Fermi allows us to concurrently run multiple kernels. Unified shader architecture also allows us to run different shaders (fragment/geometry/vertex) at the same time. Hence, I think in a sense they have similarities. To me, it looks like NVIDIA has disclosed this feature, which became available way back in the unified shader architecture, to the programmers with the Fermi architecture. If this assumption is right, I was wondering which kept NVIDIA from disclosing this feature in the architectures which was released earlier than Fermi? What was the bottleneck, and how was it solved?
I am also wondering about the scheduling details of the blocks on these architectures.
I think there is only one scheduling queue for the blocks launched from different kernels and the scheduler issues these blocks in the order they were received. Also, I think scheduler keep sending these blocks to SMs as long as there are free resources. Assuming that there are no dependencies between the kernels (e.g. in Fermi each kernel is launched from a different stream) I was wondering if blocks from different kernels can run together on the same SM at the same time.
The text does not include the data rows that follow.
PR #150, opened 2025-05-06
Migrations: Contracts for repair

ChrisSchinnerl:
This PR adds a helper to get all sectors from a slab that require migration as well as the contracts that can be used for it.

### DIFF
--- a/slabs/migrations.go
+++ b/slabs/migrations.go
@@ -1,0 +1,52 @@
+package slabs
+
+import (
+	"go.sia.tech/core/types"
+	"go.sia.tech/indexd/contracts"
+	"go.sia.tech/indexd/hosts"
+)
+
+// contractsForRepair filters the sectors of a slab and returns the sectors that
+// require migration together with the contracts to use for them.
+func contractsForRepair(slab Slab, goodHosts []hosts.Host, goodContracts []contracts.Contract, period uint64) ([]Sector, []contracts.Contract) {
+	goodHostsMap := make(map[types.PublicKey]hosts.Host)
+	for _, host := range goodHosts {
+		if host.Usability.Usable() && !host.Blocked {
+			goodHostsMap[host.PublicKey] = host
+		}
+	}
+
+	// prepare a map of good-for-upload goodContractMap
+	goodContractMap := make(map[types.FileContractID]contracts.Contract)
+	for _, contract := range goodContracts {
+		host, ok := goodHostsMap[contract.HostKey]
+		if !ok {
+			continue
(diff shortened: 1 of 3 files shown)


n8mgr (dismissed):

slabs/migrations.go
```diff
@@ -0,0 +1,71 @@
...
+	"go.sia.tech/indexd/hosts"
+)
+
+// contractsForRepair filters the sectors of a slab and returns the indices of the sectors that
+// require migration together with the contracts to use for them.
+func contractsForRepair(slab Slab, availableHosts []hosts.Host, availableContracts []contracts.Contract, period uint64) ([]int, []contracts.Contract) {
+	// prepare a map of good hosts
+	hostsMap := make(map[types.PublicKey]hosts.Host)
+	for _, host := range availableHosts {
+		if host.Usability.Usable() && !host.Blocked && len(host.Networks) > 0 {
```
peterjan: could make this a method on the host type

slabs/migrations.go
```diff
@@ -0,0 +1,71 @@
...
+			hostsMap[host.PublicKey] = host
+		}
+	}
+
+	// prepare a map of good contracts
+	goodContractMap := make(map[types.FileContractID]contracts.Contract)
+	for _, contract := range availableContracts {
+		host, ok := hostsMap[contract.HostKey]
```
peterjan, line 23: `nit` could inverse it and avoid all the not-checks

```
if host, ok := hostMap[contract.HostKey]; ok && contract.GoodForUpload(host.Settings.Prices, host.Settings.MaxCollateral, period) { 
    goodContractMap[contract.ID] = contract 
}
```

slabs/migrations.go
```diff
@@ -0,0 +1,71 @@
...
+	for i, sector := range slab.Sectors {
+		isLost := sector.ContractID == nil && sector.HostKey == nil
+		goodContract := sector.ContractID != nil && goodContractMap[*sector.ContractID] != contracts.Contract{}
+		if isLost || !goodContract {
+			toMigrate = append(toMigrate, i)
+			continue
+		}
+
+		// remove contract from the map since we don't want to use it again
+		delete(goodContractMap, *sector.ContractID)
```
peterjan, line 48: I would add a sanity check here because we might be dereferencing `nil` here and end up with a production panic

peterjan (dismissed):

slabs/migrations.go
ChrisSchinnerl: That can't happen because `goodContract` is `true` at this point which means it is set. The test should also cover those combinations.

peterjan (approved):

For instance, lets assume kernel1 is launched before kernel2 and number of blocks of kernel1 is not enough to fill the machine. In that case, is it possible that one SM may run the blocks of kernel1 (ending blocks of kernel1) and kernel2 (starting blocks of kernel2) at the same time?
Or this is not possible and blocks from different kernels can not reside on the same SM at the same time? Maybe the scheduler only allows blocks from the same kernel/shader to run on one SM at one time?